Although many models for fruit detection have been studied in orchards and vineyards [26,41,42,43,44,45,46,47], the critical challenges in grape detection in the field environment (e.g., multi-variety, multi-stage of growth, multi-condition of light source) have not yet been fully studied using a combined model of YOLOv5 and Swin-transformer. In this research, to achieve better accuracy and efficiency of grape bunch detection under dense foliage and occlusion conditions in vineyards, we architecturally combined the state-of-the-art, one-stage detector of YOLOv5 and Swin-transformer (i.e., Swin-Transformer-YOLOv5 or Swin-T-YOLOv5), so that the proposed new network structure had the potential to inherently preserve the advantages from both models. The overarching goal of this research was to detect wine grape bunches accurately and efficiently under a complex vineyard environment using the developed Swin-T-YOLOv5. The specific research objectives were to:

Effectively detect the in-field wine grape bunches by proposing a novel combined network architecture of Swin-T-YOLOv5 using YOLOv5 and Swin-transformer;
Compare the performance of the developed Swin-T-YOLOv5 with other widely used object detectors, including Faster R-CNN, generic YOLOv3, YOLOv4, and YOLOv5, and investigate the results under different scenarios, including different wine grape varieties (i.e., white variety of Chardonnay and red variety of Merlot), weather conditions (i.e., sunny and cloudy), berry maturities or growth stages (i.e., immature and mature), and sunlight directions/intensities (i.e., morning, noon, and afternoon) in vineyards.

2. Materials and Methods

2.1. Data Acquisition and Preprocessing

2.1.1. Wine Grape Dataset

The data acquisition and research activities in this study were carried out in a wine vineyard located in Washington State University (WSU) Roza Experimental Orchards, Prosser, WA. Two different wine grape varieties were selected as the target crops due to their distinct color of berry skin when mature, including Chardonnay (white berries; Figure 1a) and Merlot (red berries; Figure 1d).
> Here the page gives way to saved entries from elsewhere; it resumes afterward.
Issue #1130, opened 2015-02-05
Unable to set website-redirect with `http://` or `https://` prefix


csexton:
Passing in a URL into the `--website-redirect` option is considered invalid, despite including a valid prefix.

```
% aws s3 cp --website-redirect 'http://otherserver.com' /var/folders/mr/hp5q732j74b25ht_d_2tn8bh0000gn/T/redirect.XXXXXX.2RcCGLGT s3://mys3bucket.server.com/path/to/index.html
upload failed: ../../../../var/folders/mr/hp5q732j74b25ht_d_2tn8bh0000gn/T/redirect.XXXXXX.2RcCGLGT to s3://mys3bucket.server.com/path/to/index.html 
A client error (InvalidRedirectLocation) occurred when calling the PutObject operation: 
  The website redirect location must have a prefix of 'http://' or 'https://' or '/'.
```
I have tried with both http and https (however if I use https on a site that doesn't have a valid cert I get a ssl error). Also tried a variety of escaping and quoting the url including, none of which worked :cry: 

- `aws s3 cp --website-redirect 'http://otherserver.com' file s3://mys3bucket/path/file`
- `aws s3 cp --website-redirect "http://otherserver.com" file s3://mys3bucket/path/file`
- `aws s3 cp --website-redirect http://otherserver.com file s3://mys3bucket/path/file`
- `aws s3 cp --website-redirect http:\/\/otherserver.com file s3://mys3bucket/path/file`
- `aws s3 cp --website-redirect https://otherserver.com file s3://mys3bucket/path/file`
- `aws s3 cp file s3://mys3bucket/path/file --website-redirect "http://otherserver.com" `

I was able to roll back to version 1.4 and get the command to work again.

kyleknap:
I can reproduce the issue as well. It makes sense that it works again in 1.4 because that was around the time we made the switch on some of the internals of the s3 commands.

The ``--website-redirect`` argument is trying to using the contents at that web address since it is a feature in the CLI that if you prepend an argument values with ``http://`` or ``https://``, it will try to retrieve the contents of the web address and use that as the value to the argument.

The solution is that we must black list that feature from this argument. Working on a fix for it.

PR #1137, opened 2015-02-09
Ignore paramfile for s3 --website-redirect

kyleknap:
Fixes https://github.com/aws/aws-cli/issues/1130

Since we switched the s3 commands to the ``BasicCommand`` we picked up the paramfile feature (i.e. ``file://``, ``http://``, etc). Thus we need to blacklist ``--website-redirect`` for a couple of the s3 commands.

cc @jamesls @danielgtaylor

### DIFF
--- a/awscli/paramfile.py
+++ b/awscli/paramfile.py
@@ -37,6 +37,10 @@ PARAMFILE_DISABLED = set([
     'cloudformation.update-stack.stack-policy-url',
     'cloudformation.set-stack-policy.stack-policy-url',
 
+    'custom.cp.website-redirect',
+    'custom.mv.website-redirect',
+    'custom.sync.website-redirect',
+
     'sqs.add-permission.queue-url',
     'sqs.change-message-visibility.queue-url',
     'sqs.change-message-visibility-batch.queue-url',
--- a/awscli/paramfile.py
+++ b/awscli/paramfile.py
@@ -37,6 +37,8 @@ PARAMFILE_DISABLED = set([
     'cloudformation.update-stack.stack-policy-url',
     'cloudformation.set-stack-policy.stack-policy-url',
 
+    # We will want to change the event name to ``s3`` as opposed to
+    # custom in the near future along with ``s3`` to ``s3api``.
     'custom.cp.website-redirect',
     'custom.mv.website-redirect',
     'custom.sync.website-redirect',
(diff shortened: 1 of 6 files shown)


awscli/paramfile.py
```diff
@@ -37,6 +37,10 @@
     'cloudformation.update-stack.stack-policy-url',
     'cloudformation.set-stack-policy.stack-policy-url',
 
+    'custom.cp.website-redirect',
```
kyleknap: On a side note, I do not like that all custom commands have ``custom`` as its service in the event that is emitted. It is not good if there are ever custom commands that overlap in the cli namespace even though they may have a different command lineage.

However, I do not think any change can be made till after the command lineage PR is merged.

jamesls: Yeah, let's get the command lineage PR merged so we can update this PR to avoid `custom`.

kyleknap: Cool. This change may be a little larger than expected (a change in the clidriver and custom commands). If you look further down in the list of black listed arguments, the ``s3api`` commands that use ``--website-redirect`` have the event listed as ``s3``...

kyleknap: Correction: the change for the data driven commands need to come in ``arguments.py``

kyleknap: Sorry for all the spamming. Actually a change will need to take place at ``unpack_argument`` in ``argprocess.py``: https://github.com/aws/aws-cli/blob/develop/awscli/argprocess.py#L63

The reason being that the service_name/operation_name input limits all commands to the strict two command length structure.

For example, for the custom top layer ``s3`` command, a ``custom`` had to be added to fit the input because both ``service_name`` and ``operation_name`` are required. This is an issue because if I wanted to apply a handler to the event ``custom.s3.*.some-argument`` I would not be able to register to all of ``s3``'s operation commands because ``s3``'s operation commands must emit ``s3.operation.some-argument`` or ``custom.operation.some-argument`` to fit the inputs to that function.

This is also an issue for commands that have more than two commands like waiters.

I propose to leave the PR as is and make this change in a subsequent PR because it is outside the scope of the current bug fix as I will have to change the clidriver and some handlers as well.

@jamesls Let me know what you think.

jamesls: My preference is to just put in the long term fix rather than a temporary fix that will be removed once the changes are plumbed through clidriver/handlers.

However, I'm ok with putting this fix in for the time being.  Code and test themselves look good.  Feel free to merge if you want.

kyleknap: I added a reminder to fix it in my latest commit.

The color of berry skin for Chardonnay was consistently white throughout the growth season (Figure 1b,c), while the color for Merlot changed from white to red (Figure 1e,f) during the season. There were approximately 10–33 and 12–32 grape bunches per vine for the experimental Chardonnay and Merlot plants in this study. The wine vineyard was maintained by a professional manager for optimal productivity. The row and inter-plant spaces were about 2.5 m and 1.8 m for both varieties.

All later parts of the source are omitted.